Revisi ini dilatarbelakangi aturan dalam Perda karena belum efektif memberikan efek jera kepada para pelanggar protokol kesehatan.

Anggota Fraksi PDIP Agustina Hermanto. (dok. CNN Indonesia)

Namun usulan ditolak oleh PDI Perjuangan (PDIP) mengenai sanksi pidana 3 bulan kurungan bagi pelanggar protokol kesehatan yang diusulkan Pemerintah Provinsi DKI Jakarta dalam revisi Perubahan Peraturan Daerah Nomor 2 Tahun 2020 tentang Penanggulangan Covid-19.

Menurut Anggota Fraksi PDIP DPRD DKI Jakarta, Agustina Hermanto alias Tina Toon pendekatan pidana saat situasi pandemi ini tidak elok dan humanis.

“Pendekatan perubahan untuk pidana setelah sanksi denda, saya menolak, karena di saat kondisi kita seperti ini sangat tidak elok dan juga tidak humanis untuk kita menghukum saudara-saudara kita yg memang melanggar juga terkadang karena masalah perut,” Ungkap Tina dalam rapat Badan Pembentukan Peraturan Daerah (Bapemperda), Kamis (22/7).

Pemprov DKI diminta untuk mengkaji kembali pasal pidana tersebut. Dalam menghukum pelanggar protokol kesehatan, Pemprov DKI agar memperpanjang durasi pemberian sanksi kerja sosial, dibanding menerapkan sanksi pidana kurungan tiga bulan.

Dalam Perda 2/2020 sebelumnya terdapat aturan mengenai pemberian sanksi kerja sosial bagi warga yang melanggar ketentuan protokol kesehatan.

“Sekarang (sanksi) kerja sosial hanya beberapa jam. Mungkin bisa ditambahkan kerja sosial yang lebih lama. Misalnya, jadi petugas PPSU sementara,” ujarnya.

Hal serupa disampaikan Ketua Fraksi NasDem DPRD DKI Jakarta Wibi Andrino. Beliau berharap Pemprov DKI dapat mengedepankan sikap yang lebih humanis kepada para pelanggar protokol kesehatan, sesuai dari arahan Presiden Joko Widodo. Ia pun khawatir diksi pidana dalam salinan revisi Perda dapat diartikan berbeda oleh masyarakat.

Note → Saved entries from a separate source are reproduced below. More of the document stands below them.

PR #183, opened 2019-02-21
Added main thread assertions

tevelee:
Ensuring at runtime that all Backpack UI components are being called from the main thread.

_If you are curious about how we review, please read through the [code review guidelines](./CODE_REVIEW_GUIDELINES.md)_

### DIFF
--- a/Backpack/Common.h
+++ b/Backpack/Common.h
@@ -20,13 +20,6 @@
 
 #import <pthread.h>
 
-#if !defined(NS_BLOCK_ASSERTIONS)
-#define BPK_ASSERTIONS_ENABLED 1
-#else
-#define BPK_ASSERTIONS_ENABLED 0
-#endif
-
-#define BPKAssert(condition, desc, ...) NSAssert(condition, desc, ##__VA_ARGS__)
-#define BPKAssertMainThread() BPKAssert(!BPK_ASSERTIONS_ENABLED || 0 != pthread_main_np(), @"This method must be called on the main thread")
+#define BPKAssertMainThread() NSAssert(0 != pthread_main_np(), @"This method must be called on the main thread")
 
 #endif
--- a/Backpack/Common.h
+++ b/Backpack/Common.h
@@ -15,39 +15,18 @@
  * See the License for the specific language governing permissions and
  * limitations under the License.
  */
+#ifndef BPK_Common_h
+#define BPK_Common_h
 
-#import "BPKLondonThemeContainer.h"
-#import <Backpack/Common.h>
+#import <pthread.h>
 
-NS_ASSUME_NONNULL_BEGIN
+#if !defined(NS_BLOCK_ASSERTIONS)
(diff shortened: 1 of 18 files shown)


Backpack/Common.h
```diff
@@ -0,0 +1,32 @@
...
+ * See the License for the specific language governing permissions and
+ * limitations under the License.
+ */
+#ifndef BPK_Common_h
+#define BPK_Common_h
+
+#import <pthread.h>
+
+#if !defined(NS_BLOCK_ASSERTIONS)
+#define BPK_ASSERTIONS_ENABLED 1
```
k0nserv: Do we need our own method for turning assertions on and off?

Backpack/Common.h
```diff
@@ -0,0 +1,32 @@
...
+#else
+#define BPK_ASSERTIONS_ENABLED 0
+#endif
+
+#define BPKAssert(condition, desc, ...) NSAssert(condition, desc, ##__VA_ARGS__)
```
k0nserv: This should also be guarded with a `BPK_ASSERTIONS_ENABLED` check if we do think we should have a custom assertion control?

Backpack/Panel/Classes/BPKPanel.m
```diff
@@ -64,6 +68,7 @@ - (void)setPadded:(BOOL)padded {
 }
 
 - (void)addSubview:(UIView *)view {
+    BPKAssertMainThread();
     NSAssert(self.subviews.count == 0, @"BPKPanel can only have a single subview");
```
k0nserv: Should we switch out `NSAssert`s for `BPKAssert`s?

tevelee:
Thanks @shaundon and @k0nserv for the reviews! I'll update the branch shortly, implementing Hugo's suggestions. 

Regarding Shaun's question, I don't think there's a better way than guarding public methods, manually. 
I took Texture (the old AsyncDisplayKit) as an example, they do it the same way: https://github.com/TextureGroup/Texture/blob/d4efe95ec5399def621096eca9016acdabefaf0b/Source/ASCellNode.mm#L208

shaundon:
Fair enough - thanks for clarifying!

Backpack/Common.h
```diff
@@ -0,0 +1,25 @@
...
+ * WITHOUT WARRANTIES OR CONDITIONS OF ANY KIND, either express or implied.
+ * See the License for the specific language governing permissions and
+ * limitations under the License.
+ */
+#ifndef BPK_Common_h
+#define BPK_Common_h
+
+#import <pthread.h>
+
+#define BPKAssertMainThread() NSAssert(defined(NS_BLOCK_ASSERTIONS) || 0 != pthread_main_np(), @"This method must be called on the main thread")
```
k0nserv: Do we even need to check `NS_BLOCK_ASSERTIONS` ourselves? My impression is that `NSAssert` already does that

tevelee: Good point

PR #195, opened 2019-03-07
[No JIRA] Fix button layout bug

k0nserv:
When a button was laid out after having and image set and then the image
being set back to `nil` it would not lay out correctly. This was because
we were relying on `self.imageView.image` when determining if the button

“Bahwa presiden sudah mengarahkan kita lebih humanis, ya kita lakukan cara-cara humanis, tapi bahwa hari ini kita bicarakan diksi pidana tentunya ini adalah bahasa yang represif, itu kekhawatiran saya,” ungkap Wibi.

Menurut Wibi, aturan yang ada dalam Perda saat ini sudah cukup sempurna. Oleh sebab itu, ia mengaku menolak untuk merevisi Perda ini.

“Bahwasanya memang pendekatan dengan persuasif, pendekatan yang sangat humanis, tapi hari ini kita diminta untuk menambahkan hal-hal yang lebih menekan kepada publik,” ujar Wibi.

“Ini yang menjadi pemikiran saya dan batin saya sedikit agak menolak untuk bisa menerima itu di tengah kondisi seperti ini,” imbuhnya.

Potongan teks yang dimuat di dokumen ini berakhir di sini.